Kijk de hele speech van Sigrid Kaag terug.

Sigrid Kaag - D66-leider Sigrid Kaag spreekt een bomvol Strandzuid toe. Beeld: Jeroen Mooijman

Partijgenoten, vrienden!

Ik wil jullie bedanken.

Vorige week debatteerde de Kamer over de acute crisis in Afghanistan en oordeelde dat het kabinet onverantwoord heeft geantwoord.

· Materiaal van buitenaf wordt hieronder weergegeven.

PR #445, opened 2018-02-28
PROGRAMMES-6184 avoid focus on mobiles for cta and recipes

tatitati:
Some stuff still might be focused on safari-iphone

Already tested on test and works as expected.


programmes-developers:

PR #446, opened 2018-02-28
PROGRAMMES-6104 Hiding subtitles for galleries if radio

votemike:
2nd attempt at https://jira.dev.bbc.co.uk/browse/PROGRAMMES-6104

Instead of https://github.com/bbc/programmes-frontend/pull/440


src/DsAmen/Presenters/Domain/CoreEntity/Base/BaseCoreEntityPresenter.php
```diff
@@ -108,7 +107,7 @@ public function getType(): string
 
     protected function validateOptions(array $options): void
     {
-        if (isset($options['context_programme']) && !($options['context_programme'] instanceof Programme)) {
+        if (isset($options['context_programme']) && !($options['context_programme'] instanceof CoreEntity)) {
```
votemike: This is called context_programme.... but it's actually a context_core_entity

programmes-developers:

src/DsAmen/Presenters/Domain/CoreEntity/Base/BaseCoreEntityPresenter.php
BPScott: This is is awkward naming but just about makes sense if you squint at it.

When it comes to these hierarchies, groups cannot have anything under them - they're not valid parents (e.g. you can have "Brand -> Clip -> Gallery" but you can't have "Gallery -> Clip" or "Collection -> Episode" (aside: Programmes & Groups can be members of Collections and Seasons but this is a different concept to the parentage). Note the [return type on CoreEntity->getParent is ?Programme](https://github.com/bbc/programmes-pages-service/blob/1032d7f43ceaef79d5105cafe973fa81173568ab/src/Domain/Entity/CoreEntity.php#L185)

I guess to make things a bit more accepting, and to avoid having to check if a parent exists in some cases it seems we said "you can pass the current entity in as the context and it won't error, you'll get back just the current title - same as if you passed in the parent".

If that affordance seems confusing, we could be stricter with passing correct values into the object rather than letting the error correction do its thing by changing how we do "fake context stuff" on the Radio TLEC page.

```
'context_programme': programme.isRadio() and gallery.getParent() ? gallery.getParent() : programme,
```

PR #448, opened 2018-03-01
Fix instanceof check

votemike:
I'm ~~99%~~ ~~90%~~ 50% sure that this improvement is correct.
@BjornTwachtmann @BPScott could one of you confirm?


programmes-developers:

BjornTwachtmann:
Could a group not also be used as a context? What's the thinking behind restricting it?

votemike:
After Ben's comments on my previous PR, it was my understanding that a context_programme should only be a Programme and not a Group. If you are trying to set a Group, you probably actually mean to set the Group's parent as the context.
At least, that is the impression I got.

BjornTwachtmann:
You probably wouldn't normally set a group as a context, in theory I can't see why it wouldn't work though. Does setting a group here actually work? If not it probably makes sense to disallow it.

votemike:
I tried with my previous PR and I had to update a similar check to allow Core_Entities instead of Programmes. So I guess it wouldn't work.
Only a small thing, we can wait for Ben to confirm. He knows more about this than me.

BPScott:
I don't think you can ever fail this validation currently as [BaseCoreEntityPresenter](https://github.com/bbc/programmes-frontend/blob/46e576240ddaf3b24c6299475d75be83ab39be7f/src/DsAmen/Presenters/Domain/CoreEntity/Base/BaseCoreEntityPresenter.php#L111-L113) ensures that a context is a programme.

I ~~think~~ setting a context to be a group should work in the sense that it shouldn't explode. But it's not a valid data state as programmes and groups can not have a parent that is a group (check the return type on CoreEntity->getParent() per my comments on #446)). I think being able to pass a CoreEntity into this should raise an error, as being strict is preferable IMO.

Given that the name of the property is 'context_programme' and the error message says 'context_programme option must be null or a Programme domain object' I think it makes sense to filter to instances of Programme.

---

Incidentally looking at this class, I don't see a default for 'programme_context' defined in the $options property. We should add that, which would let is remove the isset() check and needing the `?? null` bit  on line 131

votemike:
So.... delete this PR without merging? But create a new PR setting a default context_programme of null?

BPScott:
This PR is good - changing the check to be `instanceof Programme` makes the condition check and the error message it triggers line up.

Can you also add `context_programme => null` to the options array (line 33), as it's an option so it should be defined in there. That will let you change [line 131](https://github.com/bbc/programmes-frontend/blob/c07a3375dc64e78cea026e600bb70fad5789f032/src/DsAmen/Presenters/Domain/CoreEntity/Base/SubPresenter/BaseTitlePresenter.php#L131) from ` $this->options['context_programme'] ?? null,` to ` $this->options['context_programme']`. - the value is always set so you don't need the coalesce check

PR #892, opened 2018-12-13
[No ticket] Fixed 500 on article pages

benolot:
Happens when there is no children it tries to run a pagination element on it.


programmes-developers:

PR #893, opened 2018-12-14
PROGRAMMES-6809: Fix a bug where embedding the same clip multiple tim…

BjornTwachtmann:
…es into an article/profile only works once


programmes-developers:

PR #895, opened 2018-12-18
PROGRAMMES-6765 - Good luck reviewing this hahahahahahahahahahahahahaha

Bobkidbob:
https://jira.dev.bbc.co.uk/browse/PROGRAMMES-6765


cisco87:
So the first time we duplicated all over the world `spacer-hidden` because it would never change, then in less than a week we had to change it all over the world, but I guess creating constants to change repeating values everywhere easily is too mainstream? :D

cisco87:
I would advise to remove the integers around the code base and show mercy towards the one who will have to squeeze his wits to understand what each integer represents

src/Ds2013/Presenters/Utilities/Paginator/PaginatorPresenter.php
```diff
@@ -59,6 +59,13 @@ public function shouldApplyNoHideClass(int $item): bool
         return $this->currentPageWithinThreeOfEnd($item);
     }
 
+    public function shouldApplyMobileClass(int $item): bool
+    {
+        $pages = $this->getPageCount();
+        $currentPage = $this->currentPage;
+        return ($item == 2 || $item == $pages - 1) && ($currentPage == 5 || $currentPage == $pages - 4);
```
Tasiobg: I think is a good practice to use the Identical operator `===` when possible

src/Ds2013/Presenters/Utilities/Paginator/PaginatorPresenter.php
```diff
@@ -59,6 +59,13 @@ public function shouldApplyNoHideClass(int $item): bool
         return $this->currentPageWithinThreeOfEnd($item);
     }
 
+    public function shouldApplyMobileClass(int $item): bool
```
Tasiobg: Some comments for this function could help, Is not clear why it should apply mobile class

PR #896, opened 2018-12-18
[PROGRAMMES-6787] Fixing bug in re-firing up the branding execution on fallback

cisco87:
http://sandbox.bbc.co.uk/programmes/articles/4QVGHVJT5JrknTjWpFcrv9G/touchcast-embedded-in-an-ancillary-page

http://sandbox.bbc.co.uk/programmes/b006q2x0


programmes-developers:

src/Controller/BaseController.php
```diff
@@ -411,7 +411,10 @@ private function rejectedBrandingPromise($reason, $usePreview, $previewId)
 
             $this->setBrandingId($this->fallbackBrandingId);
             $brandingClient = $this->container->get(BrandingClient::class);
-            return $brandingClient->getContent($this->brandingId, null);
+            $branding = $brandingClient->getContent($this->brandingId, null);
+            if ($branding instanceof Branding) {
+                return $this->fulfilledBrandingPromise($branding);
+            }
```
Bobkidbob: Is this `if` statement required? As far as I can tell `$brandingClient->getContent()` can only return an instance `Branding`.

cisco87: it is not hinted by the method return value, so I'd rather keep it this way instead of going to modify the return value of getContent(); to ensure it always returns Branding

cisco87: Aaaanyhow, I think that going to the thrown exception down is optimistic, I guess if this code is going there, it's because it's not being able to fetch the data of the default/hardcoded/fallback branding, so I guess Isite is down and we've worse problem in that case, so I guess this is ok this way

Tasiobg: If you check line 412
```
$this->setBrandingId($this->fallbackBrandingId);
```
The branding is set to fallback ID so when calling 
```
$branding = $brandingClient->getContent($this->brandingId, null);
```
It should always request the fallback branding which should always exist, I don't think there is any need to check `if ($branding instanceof Branding)`

So you only need to return ` $this->fulfilledBrandingPromise($branding);` 

On the other hand if for any reason the branding client falis to get branding it throws and exception and stops, doesn't look like we can handle it gracefully.

cisco87: I will try to be shorter and clearer, `getContent` doesn't assure me that it can't be modified and another entry point can be added to return another kind of object. We are adding a bit of cognitive overload to a future guy needing to modify that method to go through the code base to check if everyone was making sure that they were checking that the object return was suitable for his needs in order to save a clock cycle. But since we're 3 resources talking about an if, I guess also for today I'll have to save the world and remove it

cisco87: It is better to fail with `unknown error` exception than `trying to call method X of Y`

PR #897, opened 2018-12-18
PROGRAMMES-6811 - Added auto ratio to correct image height

Bobkidbob:
https://jira.dev.bbc.co.uk/browse/PROGRAMMES-6811

I'm not sure whether this will break any other article pages.


programmes-developers:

Ik heb daarom mijn ontslag ingediend.
Dat deed ik met verdriet. Buitenlandse Zaken is de plek waar ik vandaan kwam en waar ik me thuis voel. En hoewel ik sta voor de inzet kon ik als minister niet anders dan de consequenties van het oordeel van de Kamer aanvaarden. Want waarden drijven de diplomatie. En ze drijven mij. Ze leiden mij in de keuzes die ik maak. En ze geven mij de kracht om mijn werk te verrichten.
Maar soms zijn je eigen waarden niet genoeg. Je hebt steun nodig. Dat heb ik ondervonden bij de moedige medewerkers van Buitenlandse Zaken en Defensie. En dat ondervind ik nu hier, tussen vrienden en geestverwanten. Jullie, en vele Nederlanders met jullie, hebben mij met duizenden berichten en aanmoedigingen nieuwe energie gegeven. En jullie massale aanwezigheid hier vanmiddag doet me meer dan ik in woorden kan uitdrukken.

In het bijzonder wil ik ook dank uitspreken aan Rob. Want dames en heren, wat deed hij het ongelofelijk goed deze week. Meester van de zaal. Ontspannen, ter zake, kundig, gepassioneerd, scherp als het moet en altijd kalm. Strijder voor het klimaat en het onderwijs. Strijder voor erkenning van de pijn van ons slavernijverleden. Strijder voor waarden en waardigheid tegen de vermoeide schreeuwers die nu zelfs de holocaust bagatelliseren. Rob, bedankt!

Er viel mij iets op aan het debat deze week. Wat maandenlang niet lukte leek opeens te lukken.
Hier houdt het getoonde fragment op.